Once the line holding "Replace unsafe array" is found in the listing below, write it out and each later line exactly, up to and including the one holding "I propose we".

DATASET EXTRACT =
[Start of Attachment]

PR #650, opened 2025-07-07
expose eyre

zemse:
Currently dependents have to add a `eyre` dependency for [handling](https://github.com/zemse/gm/blob/abeaccaf058d83358faba08dacee140871b5bc51/src/error.rs#L50) the errors.

Exposing the error library would be very helpful.

### DIFF
--- a/ethereum/src/lib.rs
+++ b/ethereum/src/lib.rs
@@ -13,3 +13,4 @@ mod constants;
 
 pub use builder::EthereumClientBuilder;
 pub type EthereumClient = HeliosClient<Ethereum>;
+pub use eyre;


zemse:
> Otherwise we'd end up wanting to re-export a whole host of things such as alloy.

I agree that exporting the entire eyre module is too much. 

But I think there is value in exporting at least the error type because public functions in the helios repo return a `Result<SomeType, eyre::Report>`. This was the original motivation while proposing this change.

```rs
// in helios
pub use eyre::Report as Error;
```

> and don't think its a particular burden to import eyre yourself

Usually it's not a burden but dependent have to worry about getting the version right.

```
// in dependent
eyre = "*"
```

Above code in dependent work in most cases, until there's a strange case where are two dependencies that use different versions of eyre but don't report the error part used in the `Result`.

PR #651, opened 2025-07-08
WorkerProvider Implementation and Example

AustinFoss:
A couple months ago I started experimenting with using Helios inside a worker thread. Given the resources required for Helios' proving system, being able to offload its processes to a different thread can have several benefits. Mainly UX speed and Time To Interactive metrics, as well as removing the possibility of blocking the main thread.

Using libraries like viem and ethers inside the worker is trivial, especially after v0.9.0 release making Helios integration through wasm in a JS environemnt ( you guys made that so much more smooth), but it means having to rewrite the logic of the worker for each use case.

Using Helios inside a worker but making ETH_RPC calls from the main thread I find gives a lot more flexibility in terms of not needing to mess with a file that needs to be pre-bundled and either deliverable through a CDN, or present in the project's public directory.

What I've attempted to do is implement an agnostic wrapper for an instance of a Worker making the Worker instance EIP-1193 compatible. The wrapper handles communication of the EIP-1193 req/res to and from the worker that's compliant with EIP-1193.

The worker is structured in a way that lets it handle multiple networks.  For instance, the way I modified the example is to have Optimism-mainnet continue in the main thread, Ethereum on it's own in one worker, while both Base and Linea in a single worker together.

There's two things that are missing I'd like to add before this gets accepted (if it does), I just want to test the waters with how this proposal is received before going further:
- more documentation in JSDOC format and a further elaboration in the README instructions
- IndexedDB caching for the checkpoint because localstorage isn't accessible from a worker.

## Summary

The only changes to the main library are the additions of `WorkerProvider`, `createWorkerProvider()`, & `NetworksCRUD` to `helios-ts/lib.ts`. 

Followed by some change to package.json and a new vite config file to handle the worker compilation for the example, plus further file modifications to the example directory to demonstrate how this is implemented.

The worker.ts file is meant for demonstration purposes. As was mentioned in telegram when I first brought this up, distributing a pre-bundled file through npm is a little tricky and might best be left up to each developer to implement their own worker script, but this example could be a good baseline. If this is accepted I'm sure there is a way to bundle the worker.ts file and have it delivered by CDN.

### DIFF
--- a/helios-ts/example/src/main.ts
+++ b/helios-ts/example/src/main.ts
@@ -145,7 +145,7 @@ async function main() {
   networks.forEach((n) => {
     setInterval(async () => {
       try {
-        if (!n.viemClient) return;        
+        if (!n.viemClient) return;
         
         const latestNumber = await n.viemClient.getBlockNumber();
         if (latestNumber !== n.lastSeen) {


helios-ts/example/src/worker/worker.ts
```diff
@@ -0,0 +1,115 @@
...
+            console.error('Unhandled message/<method>:', e.data.method);
+    }
+};
+
+const handleNetworks = async (options: {method: string, params: {name?: string, cfg: Config, kind: NetworkKind}}): Promise<any> => {
+    const { method, params: { name = '', cfg, kind } } = options; // Set default value for name
+    // const method = options.method
+    // const params = options.params
+    
+    return new Promise(async (resolve, reject) => {
```
karen-sarkisyan, line 35: Here and in other instances of the PR you're using an `async` function -- that always returns a promise -- along with explicitly returning a `Promise`. While it's not a mistake, a cleaner approach would be to just stick to `async`, returning value and `throw`ing in try/catch block

ncitron:
Yeah I agree a lot with @karen-sarkisyan's point that we probably want to give users a working provider to start with. They can of course roll their own worker setup if our default doesn't suit them, but it's not clear to me why a standard one would't work in 99% of cases.

PR #653, opened 2025-07-09
docs: broken link

avorylli:
### Not significant change 

deleted 404 link and made it as it is at the line 30


ncitron:
We will be revamping the README shortly so these changes won't be necessary. 

We also generally do not accept trivial PRs to discourage airdrop farming.

PR #655, opened 2025-07-11
refactor(bls): use idiomatic ok_or_else for point conversion

Galoretka:
Refactored the point methods in both PublicKey and Signature to use .ok_or_else(|| eyre!("invalid point")) instead of manual is_some() and unwrap() checks when converting from compressed bytes. This makes the code more idiomatic, concise, and safer by avoiding unnecessary unwraps and improving error handling.


ncitron:
Does not compile and does not include meaningful changes.

PR #663, opened 2025-07-23
fix: improve error handling in HTTP client initialization

reallesee:
Replace unwrap() with proper error handling when creating HTTP client in poller.rs. This change prevents potential application crashes if client creation fails (e.g., due to network issues), making the system more robust


ncitron:
We are not accepting these kinds of PRs at this time to discourage airdrop farming.

PR #672, opened 2025-08-05
patch unwrap

zemse:
I encountered a panic and it came from this one. It would be great if it can be bubbled up by Err, so that I can spawn a fresh helios instance again once the network is back up.


ncitron (commented):
Looks good, but we should implement this for both opstack and ethereum.

PR #689, opened 2025-08-21
fix potential panic on empty storage_proof array

prestoalvarez:
Replace unsafe array indexing `[0]` with safe `first()` access in OP Stack consensus verification to prevent process crashes when receiving empty `storage_proof` from RPC responses.


prestoalvarez:
@ncitron

PR #731, opened 2025-11-03
fix: disable tx validation for estimateGas and createAccessList

karen-sarkisyan:
Both `eth_estimateGas` and `eth_createAccessList` should not validate gas limit, base fee, eip3607 and nonce, because it is a local execution for estimation and simulation purposes, much like `eth_call`.

It is consistent with Geth and Reth behavior.
https://github.com/paradigmxyz/reth/blob/0bca7b150db529ac41616a1d542aa0239fb57b99/crates/rpc/rpc-eth-api/src/helpers/estimate.rs#L50-L81

https://github.com/paradigmxyz/reth/blob/1f2f1d432f9420916cabe5e6d0623b8b92a18ea7/crates/rpc/rpc-eth-api/src/helpers/call.rs#L409-L426

I propose we don't remove the flag entirely though, in case it will be needed in the future to handle other methods.

### DIFF
--- a/core/src/client/node.rs
+++ b/core/src/client/node.rs
@@ -200,7 +200,7 @@ impl<N: NetworkSpec, C: Consensus<N::BlockResponse>, E: ExecutionProvider<N>> He
 
         let (result, ..) = N::transact(
             tx,
-            true,
+            false,
             self.execution.clone(),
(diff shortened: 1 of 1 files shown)


ncitron (approved):
LGTM!

PR #733, opened 2025-11-03
fix: raw transaction decode

karen-sarkisyan:
Usually, there's a `0x` prefix in transaction data but here we don't strip it:
https://github.com/a16z/helios/blob/daffbbbf4367a1fb1baff717ebc3452b7d950909/helios-ts/src/ethereum.rs#L355-L359 

`hex` lib used here is 0.4.3 which [does not strip](https://docs.rs/hex/0.4.3/hex/fn.decode.html) `0x` prefix itself, which causes a bug for us.

The `hex` re-exported by alloy, [does](https://docs.rs/const-hex/1.14.1/const_hex/fn.decode.html).

In this PR I removed the unnecessary dated `hex` dependency and use alloy's re-export instead, fixing raw transaction submission.

### DIFF
--- a/helios-ts/Cargo.toml
+++ b/helios-ts/Cargo.toml
@@ -19,7 +19,6 @@ eyre.workspace = true
 alloy.workspace = true
 op-alloy-rpc-types.workspace = true
 
-hex = "0.4.3"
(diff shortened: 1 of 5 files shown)


ncitron (approved):
LGTM!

[End of Attachment]

ANSWER BOX =
Replace unsafe array indexing `[0]` with safe `first()` access in OP Stack consensus verification to prevent process crashes when receiving empty `storage_proof` from RPC responses.


prestoalvarez:
@ncitron

PR #731, opened 2025-11-03
fix: disable tx validation for estimateGas and createAccessList

karen-sarkisyan:
Both `eth_estimateGas` and `eth_createAccessList` should not validate gas limit, base fee, eip3607 and nonce, because it is a local execution for estimation and simulation purposes, much like `eth_call`.

It is consistent with Geth and Reth behavior.
https://github.com/paradigmxyz/reth/blob/0bca7b150db529ac41616a1d542aa0239fb57b99/crates/rpc/rpc-eth-api/src/helpers/estimate.rs#L50-L81

https://github.com/paradigmxyz/reth/blob/1f2f1d432f9420916cabe5e6d0623b8b92a18ea7/crates/rpc/rpc-eth-api/src/helpers/call.rs#L409-L426

I propose we don't remove the flag entirely though, in case it will be needed in the future to handle other methods.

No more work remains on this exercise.